PR #214, opened 2026-07-08
Acyclic CFA reduction

mira-alford:
Implements the acyclic cfa reduction transform from some old snippet of nicks thesis. Basically just flattens an acyclic, deterministic procedure in a single block.
Cheats a bit because we already have an SSA transform so we can skip some of the algorithm, yay!

### DIFF
--- a/lib/transforms/cfa_reduction.ml
+++ b/lib/transforms/cfa_reduction.ml
@@ -1,24 +1,35 @@
+(**
+  A transform which reduces the CFA (control-flow automaton)
+  to a single edge, representing control flow through linear
+  if-then-else expressions rather than phi nodes.
+
+  The original algorithm assumes no SSA, however this does
+  as it simplifies it greatly. Also assumes the CFA is acyclic
+  and pure.
+  *)
+
 open Lang
 open Lang.Common
+open Expr
 
-(* Assumes program is in SSA, acyclic and pure. *)
 let construct_final_edge proc =
   (* Termination condition for each edge. *)
-  let term : (IDSet.elt, Var.t) Hashtbl.t = Hashtbl.create 30 in
+  let termination_condition : (IDSet.elt, Var.t) Hashtbl.t =
+    Hashtbl.create 30
+  in
   Procedure.fold_blocks_topo_fwd
     (fun final_edge id block ->
-      let preds = Procedure.blocks_pred proc id |> Iter.to_list in
-
       (* Compute reachability of this block. *)
       let reachable =
+        match Procedure.blocks_pred proc id |> Iter.to_list with
         (* Always reachable if no predecessors. *)
-        if List.is_empty preds then Expr.BasilExpr.boolconst true
+        | [] -> Expr.BasilExpr.boolconst true
         (* Otherwise, reachability is ANY of the predecessors reachability. *)
-          else
-          Expr.BasilExpr.applyintrin ~op:`OR
-            (preds
-            |> List.filter_map (fst %> Hashtbl.get term)
-            |> List.map Expr.BasilExpr.rvar)
+        | preds ->
+            Expr.BasilExpr.applyintrin ~op:`OR
+              (preds
+              |> List.filter_map (fst %> Hashtbl.get termination_condition)
+              |> List.map Expr.BasilExpr.rvar)
       in
 
       (* Create ITE statements from phi nodes. *)
@@ -26,15 +37,14 @@ let construct_final_edge proc =
         let al =
           block.phis
           |> List.map (function
-            | ({ lhs; rhs = hd :: tl } : Var.t Block.phi) ->
+            | ({ lhs; rhs = (_, hd_var) :: tl } : Var.t Block.phi) ->
+                (* Head id is unused as it is the negation of everything. *)
                 let ite =
                   List.fold_left
                     (fun acc (in_edge, var) ->
-                      Expr.BasilExpr.ifthenelse
-                        (Expr.BasilExpr.rvar @@ Hashtbl.find term in_edge)
-                        (Expr.BasilExpr.rvar var) acc)
-                    (Expr.BasilExpr.rvar @@ snd hd)
-                    tl
+                      let cond = Hashtbl.find termination_condition in_edge in
+                      BasilExpr.(ifthenelse (rvar @@ cond) (rvar var) acc))
+                    (BasilExpr.rvar @@ hd_var) tl
                 in
                 (lhs, ite)
             | _ -> failwith "Encountered phi node with no rhs.")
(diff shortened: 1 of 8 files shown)


mira-alford:
Just noticed the tacked on simplify at the end messes it up by inlining things in a way that messes up the guards? Removing the simplify pass for now.

lib/transforms/cfa_reduction.ml
```diff
@@ -0,0 +1,104 @@
+open Lang
+open Lang.Common
+
+(* Assumes program is in SSA, acyclic and pure. *)
+let construct_final_edge proc =
+  (* Termination condition for each edge. *)
+  let term : (IDSet.elt, Var.t) Hashtbl.t = Hashtbl.create 30 in
```
katrinafyi: term is too generic, a longer name like "termination_condition"  would be better.

lib/transforms/cfa_reduction.ml
```diff
@@ -0,0 +1,104 @@
...
+          block.phis
+          |> List.map (function
+            | ({ lhs; rhs = hd :: tl } : Var.t Block.phi) ->
+                let ite =
+                  List.fold_left
+                    (fun acc (in_edge, var) ->
+                      Expr.BasilExpr.ifthenelse
+                        (Expr.BasilExpr.rvar @@ Hashtbl.find term in_edge)
+                        (Expr.BasilExpr.rvar var) acc)
+                    (Expr.BasilExpr.rvar @@ snd hd)
```
katrinafyi: Local open of BasilExpr can avoid some repetition

```suggestion
                  List.fold_left
                    (fun acc (in_edge, var) ->
                      let cond = Hashtbl.find term in_edge in
                      Expr.BasilExpr.(ifthenelse (rvar cond) (rvar var) acc))
                    (Expr.BasilExpr.rvar @@ snd hd)
```

I also add a local variable because I like to keep things in the local open as small as possible.

lib/transforms/cfa_reduction.ml
```diff
@@ -0,0 +1,104 @@
...
+            |> List.filter_map (fst %> Hashtbl.get term)
+            |> List.map Expr.BasilExpr.rvar)
+      in
+
+      (* Create ITE statements from phi nodes. *)
+      let ites : Program.stmt =
+        let al =
+          block.phis
+          |> List.map (function
+            | ({ lhs; rhs = hd :: tl } : Var.t Block.phi) ->
```
katrinafyi: There's a subtlety here that the block ID in `hd` is not used and it's just assumed to be the negation of everything else. Is this worth a comment?

Regardless, pattern matching on `(_, hd_var)` instead of `hd` will make this more clear and avoid the `snd`.

lib/transforms/cfa_reduction.ml
```diff
@@ -0,0 +1,104 @@
...
+      (* Construct our termination condition by combining
+          initial reachability with any assumes along this edge. *)
+      let termination_cond =
+        Expr.BasilExpr.applyintrin ~op:`AND
+          ([ reachable ]
+          @ (Block.stmts_iter block
+            |> Iter.filter_map (function
+              | Stmt.Instr_Assume { body; branch = true } -> Some body
+              | _ -> None)
+            |> Iter.to_list))
```
katrinafyi: I would prefer to factor out this filter (and avoid the repetition in the later inverse filter) by using a partition.

For example
```ocaml
      let guard_expressions, non_guard_stmts =
        Block.stmts_iter block |> Iter.to_list
        |> List.partition_map_either (function
          | Stmt.Instr_Assume { body; branch = true } -> Left body
          | stmt -> Right stmt)
```

This will also simplify the final list concats in this function.

lib/transforms/cfa_reduction.ml
```diff
@@ -0,0 +1,104 @@
...
+            block.stmts |> Vector.to_list
+            |> List.filter (fun s ->
+                not
+                @@
+                match s with
+                | Stmt.Instr_Assume { branch = true } -> true
+                | _ -> false);
+            [ termination ];
+          ])
+    List.empty proc
```
katrinafyi:
```suggestion
    [] proc
```

lib/transforms/cfa_reduction.ml
```diff
@@ -0,0 +1,104 @@
...
+      let reachable =
+        (* Always reachable if no predecessors. *)
+        if List.is_empty preds then Expr.BasilExpr.boolconst true
+        (* Otherwise, reachability is ANY of the predecessors reachability. *)
+          else
+          Expr.BasilExpr.applyintrin ~op:`OR
+            (preds
+            |> List.filter_map (fst %> Hashtbl.get term)
+            |> List.map Expr.BasilExpr.rvar)
+      in
```
katrinafyi: Generally prefer pattern matching rather than explicit conditions. I've also inlined the `preds` definition because it's only used here.

```suggestion
      (* Compute reachability of this block. *)
      let reachable =
        match Procedure.blocks_pred proc id |> Iter.to_list with
        (* Always reachable if no predecessors. *)
        | [] -> Expr.BasilExpr.boolconst true
        (* Otherwise, reachability is ANY of the predecessors reachability. *)
        | preds ->
            Expr.BasilExpr.applyintrin ~op:`OR
              (preds
              |> List.filter_map (fst %> Hashtbl.get term)
              |> List.map Expr.BasilExpr.rvar)
      in
```

lib/transforms/cfa_reduction.ml
```diff
@@ -0,0 +1,104 @@
...
+    |> Iter.fold (fun acc id -> Procedure.remove_block acc id) proc
+  in
+  let out_proc, id = Procedure.fresh_block out_proc ~stmts:final_edge () in
+
+  (* Make this the entry and return block. *)
+  let out_proc = Procedure.set_entry_block out_proc id in
+  Procedure.PG.map_graph
+    (fun g ->
+      Procedure.G.add_edge g (Procedure.Vert.End id) Procedure.Vert.Return)
+    out_proc
```
katrinafyi: Just shadow `proc` to avoid accidentally re-using it.

```suggestion
  let proc =
    proc |> Procedure.iter_blocks |> Iter.map fst
    |> Iter.fold Procedure.remove_block proc
  in
  let proc, id = Procedure.fresh_block proc ~stmts:final_edge () in

  (* Make this the entry and return block. *)
  let proc = Procedure.set_entry_block proc id in
  Procedure.PG.map_graph
    (fun g ->
      Procedure.G.add_edge g (Procedure.Vert.End id) Procedure.Vert.Return)
    proc
```

katrinafyi (commented):
Thanks for this, it's good! There are some small readability comments which are hopefully easy to fix.

Forgive me for my ignorance because I haven't read Nick's thesis, but I also have some questions. 

I would really appreciate some module-level documentation about the purpose and idea of this transform. I think it's simple enough that I can guess the ideas, but it would be good to see it written out (at minimum, what is a CFA). Is there any reference you can link to?

Also, using `fold_blocks_topo_fwd` will amalgamate all of the edges from all blocks in the procedure, and it will not necessarily be in any sensible control-flow order (e.g., by dominators). Is this intentional and it won't cause any problems?

Edit: Ah, I guess it is sufficient to ensure that preds are all defined in the hashtbl before being accessed. However, the accumulation of `final_edge` is what is unexpected to me.

mira-alford:
Thanks for all the feedback!

I added an explanation and some more docs, let me know if it satisfies. Unfortunately there is not much to reference as its from an old draft snippet of the thesis that cut...

CFA is basically just a CFG by a different name too. Its unfortunate, i did consider just not using the term.

katrinafyi (approved):
Looks good, thanks for the updates!

I will note that it could be silently wrong if given a cyclic procedure, because `fold_blocks_topo_fwd` uses a weak topological order. But no big deal at the moment.

Edit: it is also quadratic because of repeatedly appending to a cons-list. something to keep in mind if you notice it's a bottleneck.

☆ ☆ ☆ ☆

Here the job is to set down exactly the lines of the material above that fall between the one with "CFA is acyclic" and the one with "(fun final_edge id block ->", inclusive, and nothing beyond them.

+  as it simplifies it greatly. Also assumes the CFA is acyclic
+  and pure.
+  *)
+
 open Lang
 open Lang.Common
+open Expr
 
-(* Assumes program is in SSA, acyclic and pure. *)
 let construct_final_edge proc =
   (* Termination condition for each edge. *)
-  let term : (IDSet.elt, Var.t) Hashtbl.t = Hashtbl.create 30 in
+  let termination_condition : (IDSet.elt, Var.t) Hashtbl.t =
+    Hashtbl.create 30
+  in
   Procedure.fold_blocks_topo_fwd
     (fun final_edge id block ->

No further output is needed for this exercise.